Você tem batido muito na tecla da questão da natureza, dos indígenas, quilombolas e temas afins. É uma prioridade para a esquerda essa questão ambiental?
Porque é o futuro. Sabemos muito bem que se não houver uma luta ecológica e continuarmos com esse modelo de desenvolvimento obviamente não será possível a vida na terra. Em novembro em Paris miseravelmente os governos não conseguiram resistir à pressão dos EUA, em grande medida chegaram a compromissos vinculantes no que respeita a 2° no máximo ou 1,5° até 2030. Para isso, era preciso deixar no subsolo 80% do petróleo e do carvão que atualmente é explorado e não aceitam. Por isso penso que os indígenas são importantes, não é porque eles vêm do passado e sim o futuro. São os guardiões da natureza, não é por acaso que cerca de 80% da biodiversidade está em seus territórios. Por isso estamos nessa situação.
No Brasil houve uma sequência de conferências para debater a comunicação, mas acabou sendo engavetado esse processo. Qual o papel da mídia no mundo contemporâneo?

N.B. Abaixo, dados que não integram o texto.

PR #818, opened 2022-01-21
Fix alpha copy in aomCodecEncodeImage()

y-guyon:
The stride in bytes was mistaken for the number of samples to copy.


wantehchang (approved):
LGTM. Thanks!

I don't know why I missed the "if (alpha)" branch. The "else" branch is correct.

A mídia corporativa é hoje o grande partido da oposição a todo governo progressista, a toda ideia de distribuição social. São pelo poder que têm um grande fato de hegemonia ideológica de direita e, portanto, devem ser regulamentadas. Mas há dois tipos de regulamentação: a reacionária, que visa controlar os conteúdos, que a Polônia está fazendo neste momento e penso que é o pior regresso ao fascismo que se pode imaginar; e a outra é para garantir efetivamente a pluralidade das opiniões dentro das comunidades, isto é, que não seja apenas uma visão e haja outras formas de ver o mundo e não tenha concentração de mídia. Que se permita que os jornalistas não trabalhem só na banca e nas corporações, e se protejam, subsidiem, financiem meios alternativos de comunicação que possam ter mais expansão e chegar a mais gente com mensagens diferentes. É uma regulação para garantir a igualdade de oportunidades de fazer comunicação, que não temos hoje.